Displacement Measurement and 3D Reconstruction of Segmental Retaining Wall Using Deep Convolutional Neural Networks and Binocular Stereovision

Abstract

Computer vision techniques were employed to monitor the displacement of retaining walls using artificial markers, traditional feature detection algorithms, and photogrammetry-based point cloud reconstruction. However, the use of artificial markers often increases both installation time and costs, whereas the performance of traditional feature matching is affected by uneven illumination, and photogrammetry techniques require multiple images for point cloud reconstruction.
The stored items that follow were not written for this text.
PR #2364, opened 2025-06-04
fix: pattern match gelu from contrib and onnx ops🐛

### LINKED ISSUE #2362: Domain of `Gelu` in `bias_gelu_rules` set
Thanks for developing onnxscript 💯  

I'm currently comparing the fusion options integrated in onnxruntime and onnxscript. As such, I came across fusion of bias and gelu  ([`BiasGeluFusion`](https://github.com/microsoft/onnxscript/blob/main/onnxscript/rewriter/ort_fusions/bias_gelu.py) in onnxscript and [`FusionBiasGelu`](https://github.com/microsoft/onnxruntime/blob/c7fdb54c3ef95bc295aef1b0e6a2867be5d0331e/onnxruntime/python/tools/transformers/fusion_biasgelu.py#L16) in onnxruntime). 

I noticed, that the domain for `Gelu` in the [rules implementation](https://github.com/microsoft/onnxscript/blob/main/onnxscript/rewriter/ort_fusions/bias_gelu.py#L11) is restricted to the [contributor ops implementation](https://github.com/microsoft/onnxruntime/blob/rel-1.20.0/docs/ContribOperators.md#com.microsoft.Gelu) and does not fuse `Gelu` from onnx ops ([introduced with opset 20](https://onnx.ai/onnx/operators/onnx__Gelu.html#l-onnx-doc-gelu)). Onnxruntime, on the other hand, would fuse such operations into `BiasGelu`.

Is there a reason, why the implementation is constrained to match contributor ops? Would you be open to match against alternative patterns with Gelu from onnx ops? 

@shubhambhokare1 @justinchuby 

**MWE:**

```python
"""Testing bias + Gelu fusion.
"""

import numpy as np
import onnxscript
from onnxscript import opset20 as op
from onnxscript import script
from onnxscript.onnx_types import FLOAT
from onnxscript.rewriter.ort_fusions.bias_gelu import bias_gelu_rules

import onnxruntime as ort

# compare onnx + onnx-contributor implementation
msft_op = onnxscript.values.Opset("com.microsoft", 1)


@script()
def GemmGelu(Input: FLOAT["N", "K"], Weight: FLOAT["K", "M"], Bias: FLOAT["M"]) -> FLOAT["N", "M"]:
    """
    Gemm + Gelu from onnx domain.
    """
    T1 = op.MatMul(Input, Weight)
    T2 = op.Add(T1, Bias)
    return op.Gelu(T2, approximate="none")


@script()
def GemmGeluCustom(Input: FLOAT["N", "K"], Weight: FLOAT["K", "M"], Bias: FLOAT["M"]) -> FLOAT["N", "M"]:
    """
    Gemm with Gelu from Microsoft domain.
    """
    T1 = op.MatMul(Input, Weight)
    T2 = op.Add(T1, Bias)
    return msft_op.Gelu(T2)


onnx_model = GemmGelu.to_model_proto()
onnx_model = onnxscript.rewriter.rewrite(onnx_model, pattern_rewrite_rules=bias_gelu_rules)

print(onnx_model)

# test model
sess = ort.InferenceSession(onnx_model.SerializeToString(), providers=["CPUExecutionProvider"])
inputs = {
    "Input": np.random.randint(10, size=(3, 8)).astype(np.float32),
    "Weight": np.random.randint(10, size=(8, 4)).astype(np.float32),
    "Bias": np.random.randint(10, size=(4)).astype(np.float32),
}
sess.run(None, inputs)
```

KarelZe:
Previously the domain for Gelu in the [rules implementation](https://github.com/microsoft/onnxscript/blob/main/onnxscript/rewriter/ort_fusions/bias_gelu.py#L11) was restricted to the [contributor ops implementation](https://github.com/microsoft/onnxruntime/blob/rel-1.20.0/docs/ContribOperators.md#com.microsoft.Gelu) and does not fuse Gelu from onnx ops ([introduced with opset 20](https://onnx.ai/onnx/operators/onnx__Gelu.html#l-onnx-doc-gelu)). 

This pr introduces pattern matching + tests for both variants.

closes #2362 .

@shubhambhokare1 @justinchuby Could you please review? Any feedback is greatly appreciated.

### DIFF
--- a/onnxscript/rewriter/ort_fusions/bias_gelu.py
+++ b/onnxscript/rewriter/ort_fusions/bias_gelu.py
@@ -6,19 +6,25 @@ from onnxscript.rewriter import _fusion_utils, pattern
 
 
 class BiasGeluFusion(pattern.RewriteRuleClassBase):
+    """Fuses a Bias-Gelu pattern into a single BiasGelu operator.
+
+    Attributes:
+        contrib_op (bool): If True, matches the Gelu operator from the 'com.microsoft' domain.
+                           If False, matches the standard ONNX Gelu operator.
+    """
+
     def __init__(
         self,
-        name,
+        name: str,
         *,
-        has_contrib_op: bool,
+        contrib_op: bool,
     ):
         super().__init__(name)
-        self._has_contrib_op = has_contrib_op
+        self._contrib_op = contrib_op
 
     def pattern(self, op, x, y):
         gelu_add = op.Add(x, y)
-        # see: gh-2362. Match against Gelu from onnx op or contrib ops.
-        if self._has_contrib_op:
+        if self._contrib_op:
             return op.Gelu(gelu_add, _domain="com.microsoft")
         else:
             return op.Gelu(gelu_add)
@@ -29,8 +35,8 @@ class BiasGeluFusion(pattern.RewriteRuleClassBase):
 
 bias_gelu_rules = pattern.RewriteRuleSet(
     [
-        BiasGeluFusion.rule("gelu_onnx_op", has_contrib_op=False),
-        BiasGeluFusion.rule("gelu_contrib_op", has_contrib_op=True),
+        BiasGeluFusion.rule("gelu_onnx_op", contrib_op=False),
+        BiasGeluFusion.rule("gelu_contrib_op", contrib_op=True),
     ]
 )
 
--- a/onnxscript/rewriter/ort_fusions/bias_gelu.py
+++ b/onnxscript/rewriter/ort_fusions/bias_gelu.py
@@ -31,8 +31,8 @@ class BiasGeluFusion(pattern.RewriteRuleClassBase):
 
     def check(self, op, gelu, **_) -> pattern.MatchResult:
         check_result = pattern.MatchResult()
-        approximate = gelu.producer().attributes.get("approximate", None)
-        if approximate is not None and approximate.value == "tanh":
+        approximate = gelu.producer().attributes.get_string("approximate")
+        if approximate is not None and approximate == "tanh":
             return check_result.fail(
                 "Gelu operator with 'approximate' set to 'tanh' is not supported."
             )
--- a/onnxscript/rewriter/ort_fusions/bias_gelu.py
+++ b/onnxscript/rewriter/ort_fusions/bias_gelu.py
@@ -25,12 +25,20 @@ class BiasGeluFusion(pattern.RewriteRuleClassBase):
     def pattern(self, op, x, y):
         gelu_add = op.Add(x, y)
         if self._contrib_op:
-            return op.Gelu(gelu_add, _domain="com.microsoft")
+            return op.Gelu(gelu_add, _domain="com.microsoft", _outputs=["gelu"])
         else:
-            # match behavior of onnxruntime fusion_biasgelu.py
-            return op.Gelu(gelu_add)
+            return op.Gelu(gelu_add, _outputs=["gelu"])
 
-    def rewrite(self, op, x, y):
+    def check(self, op, gelu, **_) -> pattern.MatchResult:
+        check_result = pattern.MatchResult()
+        approximate = gelu.producer().attributes.get("approximate", None)
+        if approximate is not None and approximate.value == "tanh":
+            return check_result.fail(
+                "Gelu operator with 'approximate' set to 'tanh' is not supported."
+            )
+        return check_result
+
+    def rewrite(self, op, x, y, **_):
         return op.BiasGelu(x, y, _domain="com.microsoft")
 
 
--- a/onnxscript/rewriter/ort_fusions/bias_gelu.py
+++ b/onnxscript/rewriter/ort_fusions/bias_gelu.py
@@ -6,17 +6,33 @@ from onnxscript.rewriter import _fusion_utils, pattern
 
 
 class BiasGeluFusion(pattern.RewriteRuleClassBase):
+    def __init__(
+        self,
+        name,
+        *,
+        has_contrib_op: bool,
+    ):
+        super().__init__(name)
+        self._has_contrib_op = has_contrib_op
+
     def pattern(self, op, x, y):
         gelu_add = op.Add(x, y)
-        return op.Gelu(gelu_add, _domain="com.microsoft")
+        # see: gh-2362. Match against Gelu from onnx op or contrib ops.
+        if self._has_contrib_op:
+            return op.Gelu(gelu_add, _domain="com.microsoft")
+        else:
+            return op.Gelu(gelu_add)
 
     def rewrite(self, op, x, y):
         return op.BiasGelu(x, y, _domain="com.microsoft")
 
 
-_rule = BiasGeluFusion.rule()
-
-bias_gelu_rules = pattern.RewriteRuleSet([_rule])
+bias_gelu_rules = pattern.RewriteRuleSet(
+    [
+        BiasGeluFusion.rule("gelu_onnx_op", has_contrib_op=False),
+        BiasGeluFusion.rule("gelu_contrib_op", has_contrib_op=True),
+    ]
+)
 
 
 fuse_bias_gelu = _fusion_utils.apply_fusion_rules(bias_gelu_rules)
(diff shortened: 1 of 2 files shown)


onnxscript/rewriter/ort_fusions/bias_gelu.py
```diff
@@ -6,17 +6,33 @@
 
 
 class BiasGeluFusion(pattern.RewriteRuleClassBase):
+    def __init__(
+        self,
+        name,
+        *,
+        has_contrib_op: bool,
```
justinchuby:
```suggestion
        contrib_op: bool,
```

could you add a docstring (google style) to the class to describe this option?

onnxscript/rewriter/ort_fusions/bias_gelu.py
```diff
@@ -6,17 +6,33 @@
...
+    ):
+        super().__init__(name)
+        self._has_contrib_op = has_contrib_op
+
     def pattern(self, op, x, y):
         gelu_add = op.Add(x, y)
-        return op.Gelu(gelu_add, _domain="com.microsoft")
+        # see: gh-2362. Match against Gelu from onnx op or contrib ops.
```
justinchuby:
```suggestion
```

Would be good to describe by the docstring

onnxscript/rewriter/ort_fusions/bias_gelu_test.py
```diff
@@ -4,25 +4,41 @@
...
+                gelu_add = op.Add(x, y)
+                gelu = msft_op.Gelu(gelu_add)
+                return gelu
+        else:
+
+            @script()
+            def bias_gelu_model(x, y):
+                gelu_add = op.Add(x, y)
+                gelu = op.Gelu(gelu_add)
+                return gelu
```
justinchuby:
```suggestion
                return msft_op.Gelu(gelu_add)
        else:

            @script()
            def bias_gelu_model(x, y):
                gelu_add = op.Add(x, y)
                return op.Gelu(gelu_add)
```

justinchuby (commented):
Thank you! Some minor comments

onnxscript/rewriter/ort_fusions/bias_gelu.py
```diff
@@ -6,17 +6,33 @@
...
+        if self._has_contrib_op:
+            return op.Gelu(gelu_add, _domain="com.microsoft")
+        else:
+            return op.Gelu(gelu_add)
```
justinchuby: The gelu op has an optional attribute https://onnx.ai/onnx/operators/onnx__Gelu.html#attributes. Do we want the fusion when it is set?

KarelZe: I was somewhat indecisive about the `approximation` attr. Onnxruntime seems to fuse both variants. https://github.com/microsoft/onnxruntime/blob/main/onnxruntime/python/tools/transformers/fusion_biasgelu.py Otherwise it would be safer to match against default + explicit "none" like: 
```python
...
elif approximate == "none":
	return op.Gelu(gelu_add, approximate=approximate)
else:
	return op.Gelu(gelu_add)
``` 
Would lean towards first. @justinchuby Do you have any opinion on this?

justinchuby: I think matching what the onnxruntime tools does is good. Could you add tests for both when `approximate` is set and when it isn't?

onnxscript/rewriter/ort_fusions/bias_gelu.py
```diff
@@ -6,17 +6,39 @@
 
 
 class BiasGeluFusion(pattern.RewriteRuleClassBase):
+    """Fuses a Bias-Gelu pattern into a single BiasGelu operator.
+
+    Attributes:
+        contrib_op (bool): If True, matches the Gelu operator from the 'com.microsoft' domain.
+                           If False, matches the standard ONNX Gelu operator.
```
justinchuby: nit formatting
```suggestion
        contrib_op (bool): If True, matches the Gelu operator from the 'com.microsoft' domain.
            If False, matches the standard ONNX Gelu operator.
```

justinchuby (approved):
Thanks!

titaiwangms:
> Sorry for putting this on hold! As we also have the same issue with the newly introduced ops like Attention and RoataryEmbeddings, @gramalingam and I had a discussion about introducing a dispatcher-alike mechanism. We have not decided yet how to do that. We will reply to this PR as soon as we have a conclusion.

Sorry, I just realized this PR is only about adding a pattern not rewrite. Based on the PR: https://github.com/microsoft/onnxruntime/pull/19560, it seems that we need to specify attribute=none in the pattern. tanh is another Gelu.

justinchuby:
> > Sorry for putting this on hold! As we also have the same issue with the newly introduced ops like Attention and RoataryEmbeddings, @gramalingam and I had a discussion about introducing a dispatcher-alike mechanism. We have not decided yet how to do that. We will reply to this PR as soon as we have a conclusion.
> 
> Sorry, I just realized this PR is only about adding a pattern not rewrite. Based on the PR: [microsoft/onnxruntime#19560](https://github.com/microsoft/onnxruntime/pull/19560), it seems that we need to specify attribute=none in the pattern. tanh is another Gelu.

I think we should match all attribute cases right? Both approximate specified and unspecified, as well as all approximate options when specified

onnxscript/rewriter/ort_fusions/bias_gelu.py
gramalingam: This is a bit confusing. I took a look at the CPU implementation of [BiasGelu](https://github.com/microsoft/onnxruntime/blob/46caf476d6069837faa4162c36e0ca86324d2d27/onnxruntime/contrib_ops/cpu/bert/bias_gelu.cc#L24) ... even though the underlying template supports both approximate (Tanh) and precise (Erf), the instantiation shows that BiasGelu is meant to be for the precise (Erf) Gelu.

So, I think it may be better to do the fusion only for the precise Gelu?

As for the onnxruntime fusion: I think it does not check the domain? Which might be an old bug? Perhaps it was meant to fuse only the contrib op and not the ONNX standard one?  I don't know, I am just conjecturing.

In one sense, replacing the approximate by more precise may not be a problem ... on the other hand, it could lead to numeric differences which may matter?

titaiwangms: I think it's meant for contrib op Gelu. The code was written (2021) before ONNX Gelu kernel added (2024). I think it's better we replace `approximate` = none and default.

KarelZe: @titaiwangms Thanks for your responses. I will update the pr accordingly. Just out of curiosity, is there a straight-forward way in onnxscript to match against an optional attr incl. default + explicit `'none'` aside from checking both variants explicitly?

justinchuby: I don’t think there is because the matches does not consider the operator’s schema. Maybe @gramalingam can comment more?

titaiwangms: Yeah, I think we need to specify and check both. It's clear anyway.

KarelZe: @titaiwangms / @justinchuby I now exclude `approximate='tanh'` from fusion. Also, added neg. test case.

onnxscript/rewriter/ort_fusions/bias_gelu.py
```diff
@@ -6,17 +6,48 @@
...
-    def rewrite(self, op, x, y):
+        if self._contrib_op:
+            return op.Gelu(gelu_add, _domain="com.microsoft", _outputs=["gelu"])
+        else:
+            return op.Gelu(gelu_add, _outputs=["gelu"])
+
+    def check(self, op, gelu, **_) -> pattern.MatchResult:
+        check_result = pattern.MatchResult()
+        approximate = gelu.producer().attributes.get("approximate", None)
+        if approximate is not None and approximate.value == "tanh":
```
justinchuby:
```suggestion
        approximate = gelu.producer().attributes.get_string("approximate")
        if approximate is not None and approximate == "tanh":
```
nit: 
https://onnx.ai/ir-py/api/generated/onnx_ir._graph_containers.Attributes.html#onnx_ir._graph_containers.Attributes.get_string

justinchuby (approved):
A final comment and we are ready to merge. Thank you!

onnxscript/rewriter/ort_fusions/bias_gelu.py
KarelZe: Thanks. Didn't know it existed :-D

justinchuby:
@KarelZe our ci pipeline is broken. We will fix soon

justinchuby (approved):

To overcome these limitations, a nontarget-based displacement monitoring method for segmental retaining walls (SRWs) using a combination of deep learning and stereovision was proposed. Binocular stereovision was employed to reconstruct the geometry and surface properties of the SRW in a digital three-dimensional (3D) model. Deep learning models were then used to extract natural features from SRW blocks, enabling displacement calculation without using artificial targets. The performance was evaluated by monitoring the behaviors of SRW experiments at both laboratory and field scales. The deep learning–based image segmentation models identified SRW block features in the experiment and real case datasets with an average F1 score from 0.910 to 0.965 under various environmental conditions. The reconstructed results of point cloud coordinates demonstrated high accuracy, ranging from 95.2% to 98.6%. Furthermore, the calculated displacement exhibited a high degree of agreement with the measured displacement. The accuracy of the calculated displacements for the laboratory and field experiments ranged from 89.5% to 99.1%. The proposed method can be used for automatic SRW displacement monitoring.